=== Begin Enclosure ===

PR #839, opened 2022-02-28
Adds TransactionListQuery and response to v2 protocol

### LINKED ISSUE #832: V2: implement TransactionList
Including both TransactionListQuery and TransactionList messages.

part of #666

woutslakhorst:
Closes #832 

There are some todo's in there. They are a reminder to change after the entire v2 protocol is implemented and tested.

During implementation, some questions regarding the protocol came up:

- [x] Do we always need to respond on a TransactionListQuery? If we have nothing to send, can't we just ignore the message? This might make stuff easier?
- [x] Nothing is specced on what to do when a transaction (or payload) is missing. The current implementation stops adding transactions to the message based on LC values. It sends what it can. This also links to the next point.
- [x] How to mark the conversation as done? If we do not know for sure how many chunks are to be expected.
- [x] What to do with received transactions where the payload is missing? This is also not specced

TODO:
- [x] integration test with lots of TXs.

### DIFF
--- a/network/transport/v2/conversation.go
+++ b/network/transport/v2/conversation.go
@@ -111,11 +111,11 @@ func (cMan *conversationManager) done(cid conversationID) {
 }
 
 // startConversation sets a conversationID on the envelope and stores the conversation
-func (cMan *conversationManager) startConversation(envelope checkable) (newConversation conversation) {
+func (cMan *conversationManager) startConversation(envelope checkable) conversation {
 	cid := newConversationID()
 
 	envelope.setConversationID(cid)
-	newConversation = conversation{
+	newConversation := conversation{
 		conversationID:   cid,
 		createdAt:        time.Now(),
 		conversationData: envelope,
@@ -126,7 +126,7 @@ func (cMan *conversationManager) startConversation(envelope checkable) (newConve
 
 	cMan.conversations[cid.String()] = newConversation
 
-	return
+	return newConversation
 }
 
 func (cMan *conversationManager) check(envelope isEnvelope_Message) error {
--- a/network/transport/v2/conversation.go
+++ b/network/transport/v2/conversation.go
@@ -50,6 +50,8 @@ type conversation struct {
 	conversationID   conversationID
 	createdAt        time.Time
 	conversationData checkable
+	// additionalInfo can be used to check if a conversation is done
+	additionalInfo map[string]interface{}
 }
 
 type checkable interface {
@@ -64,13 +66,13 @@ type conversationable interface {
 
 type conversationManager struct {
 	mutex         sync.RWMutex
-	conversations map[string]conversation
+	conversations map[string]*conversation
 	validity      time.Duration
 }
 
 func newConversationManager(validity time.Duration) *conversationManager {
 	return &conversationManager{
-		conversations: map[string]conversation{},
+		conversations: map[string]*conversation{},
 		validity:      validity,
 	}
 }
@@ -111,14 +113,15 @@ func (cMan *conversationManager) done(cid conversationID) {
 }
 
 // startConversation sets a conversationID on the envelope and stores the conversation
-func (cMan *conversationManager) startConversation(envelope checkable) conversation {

=== End Enclosure ===
=== Begin Enclosure ===

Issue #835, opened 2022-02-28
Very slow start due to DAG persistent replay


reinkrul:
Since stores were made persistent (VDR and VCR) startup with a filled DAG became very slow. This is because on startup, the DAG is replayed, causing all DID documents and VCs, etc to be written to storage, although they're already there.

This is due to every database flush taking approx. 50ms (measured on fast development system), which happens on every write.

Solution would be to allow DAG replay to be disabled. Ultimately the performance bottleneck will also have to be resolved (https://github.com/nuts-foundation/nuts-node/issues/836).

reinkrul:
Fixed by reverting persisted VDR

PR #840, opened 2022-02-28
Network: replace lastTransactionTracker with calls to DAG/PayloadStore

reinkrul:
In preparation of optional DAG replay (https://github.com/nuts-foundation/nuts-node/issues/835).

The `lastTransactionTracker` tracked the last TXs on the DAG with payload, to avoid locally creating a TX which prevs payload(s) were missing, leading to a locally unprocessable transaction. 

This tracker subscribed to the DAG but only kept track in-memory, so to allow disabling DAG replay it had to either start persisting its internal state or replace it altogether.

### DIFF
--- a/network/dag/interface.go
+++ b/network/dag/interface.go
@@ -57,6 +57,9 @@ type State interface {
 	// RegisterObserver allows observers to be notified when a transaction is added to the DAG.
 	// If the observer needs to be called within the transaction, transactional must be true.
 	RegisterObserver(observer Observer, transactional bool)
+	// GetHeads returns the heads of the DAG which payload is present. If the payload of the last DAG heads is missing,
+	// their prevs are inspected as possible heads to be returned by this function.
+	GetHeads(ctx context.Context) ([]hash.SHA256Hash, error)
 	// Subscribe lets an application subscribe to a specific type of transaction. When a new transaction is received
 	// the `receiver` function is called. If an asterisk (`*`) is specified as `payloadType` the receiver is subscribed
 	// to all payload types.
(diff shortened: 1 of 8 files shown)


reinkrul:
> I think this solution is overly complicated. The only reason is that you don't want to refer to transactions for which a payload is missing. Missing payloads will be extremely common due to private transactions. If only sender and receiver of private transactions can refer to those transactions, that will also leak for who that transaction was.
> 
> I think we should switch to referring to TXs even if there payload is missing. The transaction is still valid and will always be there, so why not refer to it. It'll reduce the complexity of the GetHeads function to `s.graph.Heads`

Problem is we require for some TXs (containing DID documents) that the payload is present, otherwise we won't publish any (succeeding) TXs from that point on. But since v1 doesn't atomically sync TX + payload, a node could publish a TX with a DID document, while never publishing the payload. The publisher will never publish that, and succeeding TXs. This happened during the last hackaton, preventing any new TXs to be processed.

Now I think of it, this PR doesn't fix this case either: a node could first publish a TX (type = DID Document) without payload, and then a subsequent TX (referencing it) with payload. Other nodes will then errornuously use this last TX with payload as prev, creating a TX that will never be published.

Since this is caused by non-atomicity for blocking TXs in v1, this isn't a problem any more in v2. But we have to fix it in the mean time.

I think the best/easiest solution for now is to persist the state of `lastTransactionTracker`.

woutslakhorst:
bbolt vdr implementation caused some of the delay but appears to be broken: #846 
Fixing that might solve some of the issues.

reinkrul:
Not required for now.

=== End Enclosure ===

# Problem description:
When you reach the line holding "PR #839, opened 2022-02-28" in the records above, begin reproducing exactly, stop after the line holding "- [x] Do we", and output nothing else.

# Expected answer:
PR #839, opened 2022-02-28
Adds TransactionListQuery and response to v2 protocol

### LINKED ISSUE #832: V2: implement TransactionList
Including both TransactionListQuery and TransactionList messages.

part of #666

woutslakhorst:
Closes #832 

There are some todo's in there. They are a reminder to change after the entire v2 protocol is implemented and tested.

During implementation, some questions regarding the protocol came up:

- [x] Do we always need to respond on a TransactionListQuery? If we have nothing to send, can't we just ignore the message? This might make stuff easier?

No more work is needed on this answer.